Alfred muss sich entscheiden

Als ich am Tresen ankam, redete Hannes auf Alfred (klick) ein: „Du meinst Löwen! Und Löwen ist nicht tätowiert! Zumindest nicht am Arm!“

„Erhitze Gemüter?“, fragte ich. „Warum erhitzte Gemüter? Der Club hat doch gewonnen. Dritter! Der Club ist wieder Dritter!“

„Horch amoll, Michael, deer woo geecha Kiel (klick) den schwochng Bass zum Deuchad gschbilld hold, korz bevoor die Kiela dess Zwaa-zwaa gschossn hamm, dess woor doch deer, woo om Orm däddowierd iss wie bleed…“

„Weiß ich nicht“, sagte ich, „hab das Spiel ja nicht gesehen.“

„Das war objektiv Löwen“, sagte der Wirt und reichte mir ein Pils über den Tresen, „und Löwen ist am Arm nicht tätowiert. Objektiv nicht (klick).“

„…Iss ja aa worschd, obb deer däddowierd iss, obba dess woor a gands schwocha Bass, denn Bass därfa soo ned schbilln, deer maand wohl, deer hodd a Gfiehl imm Fuuß wie da Eesiel, dess woor a Bessla, woo deer gschbilld hood aufn Werna imm Schbill geecha die Frandsoodsn (klick)…“

„Aber nicht auf Tobias Werner“, warf Hannes ein.
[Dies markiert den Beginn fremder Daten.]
PR #50, opened 2026-04-25
fix(build): bump Cloud Run index-builder to Python 3.12

stwilt:
## Summary
- The index-builder Cloud Run job pinned Python 3.11 while the runtime Dockerfiles already use 3.12.
- `tree-sitter-language-pack` 1.6.x dropped abi3 wheels and the sdist, shipping only `cp312`/`cp314` wheels — so without a lockfile the 3.11 Cloud Run job re-resolved to 1.6.3 and had no compatible distribution, breaking release builds.
- Bumping the Cloud Run job to 3.12 aligns it with the runtime images and gets a compatible wheel.

### DIFF
--- a/cloudbuild.yaml
+++ b/cloudbuild.yaml
@@ -44,7 +44,7 @@ steps:
           --image=nvidia/cuda:12.4.0-devel-ubuntu22.04 \
           --command=bash \
           --set-env-vars=HF_TOKEN="$$HF_TOKEN" \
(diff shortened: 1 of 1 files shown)


lucasmundim (approved):
Clean one-line fix that aligns the Cloud Run index-builder with the runtime Dockerfiles (both already on 3.12) and unblocks the tree-sitter-language-pack resolution. Within pyproject.toml bounds, CI matrix still covers 3.11. LGTM.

„…obba doo därfa nedd soo häggdisch obbschbilln, woor fraili a guude Kondaschongs, obba dess mussa sääng, dass a Bass doo zu risgannd iss, doo mussa, woor ja nimma long zu schbilln…“

„Vorbei“, unterbrach Hannes, „es ist vorbei! Das ist Vergangenheit!“

„…Naa, dess iss nedd vorbai, bleed iss dess gweesn, schdrundsbleed, doo mussa omm Boll blaim, hodd ja Blodds ghabd, doo mussa dess Demmbo vaschlebbm, doo därfa nedd so a Riesigoo aigeh, wenn deer den debbadn Bass nedd schbilld, schießn di annan na Ausglaich nedd und da Glubb schdehd in da Dabelln bessa doo…“

„Schieß dich nicht so auf Löwen ein!“, rief Hannes, „der hat auch schon gezeigt, dass er ein guter Mann ist, ist doch klar, dass so ein junger Spieler…“

„Dem gheerd amoll dichdich da Kubbf gwaschn, haid hodda aa widda an Bogg gschossn, woo zu ann Geechndoor gfiehrd hodd, zumm Zwaa-aans fir di Braunschwaicha, doo hodda si ohne Nood na Boll obbnehma lassn, doo hädda obbschbilln missn, wenna obbschbilln muss, driggsda, und wenn na Boll halldn muss, schbillda ann Fehlbass…“

„Es haben ja auch schon andere Fehler gemacht“, beschwichtigte Hannes, „denk nur an Kirschbaums Stockfehler gegen Ingolstadt (klick).“

„Dess iss woss annasch. Deer woor zu bleed na Boll zu schdobbm, obba deer anna, obba edsad däddowierd iss odda nedd, iss worschd, deer schbilld zu lässich, deer iebaschädsd saine Fähichkaidn, deer maand, er iss da King, geecha Bielefeld schbillda ohne Obbsicherung Fuußdennis midd dem, midd dem, iss a baamlonga Laggl…“

„Erras“, sagte ich, „Patrick Erras.“

„…deer hodd haid nedd gschbilld, doo hau-i di Kulln doch naus, doo konni doch nedd fir di Galerie schbilln, ma hodd ja gsääng, woss dann bassierd, schebban dudds dann, schebban (klick).“

„Hast du das Spiel heute gesehen?“ fragte mich Hannes. „Oder hast du wie gegen Kiel verweigert?“

„Habe verweigert.“

„Aber Sandhausen schaust du dir wieder an?“

„Klar, jetzt ist der Club ja wieder Dritter. Hätte nicht gedacht, dass das so schnell geht.“

„Und wenn der Club heute 1:0 gewonnen hätte und bei gleicher Punkt- und Tordifferenz mit Union Berlin auf dem vierten Platz stehen würde, weil er dann weniger Tore als die Berliner geschossen hätte (klick), würdest du dir dann…“

„Dann nicht. Vierter ist nicht Dritter.“

„Das ist doch Schwachsinn.“

„Kann schon sein.“

„Der Mann hat halt Prinzipien“, sagte der Wirt zu Hannes.

Ich nahm einen Schluck aus dem Pilsglas: „Aber erzählt mal. Gebt mal einen Spielbericht.“

„Hab heute das Spiel auch nicht gesehen“, sagte Hannes.

„Geht dein Fernseher immer noch nicht?“, fragte ich (klick).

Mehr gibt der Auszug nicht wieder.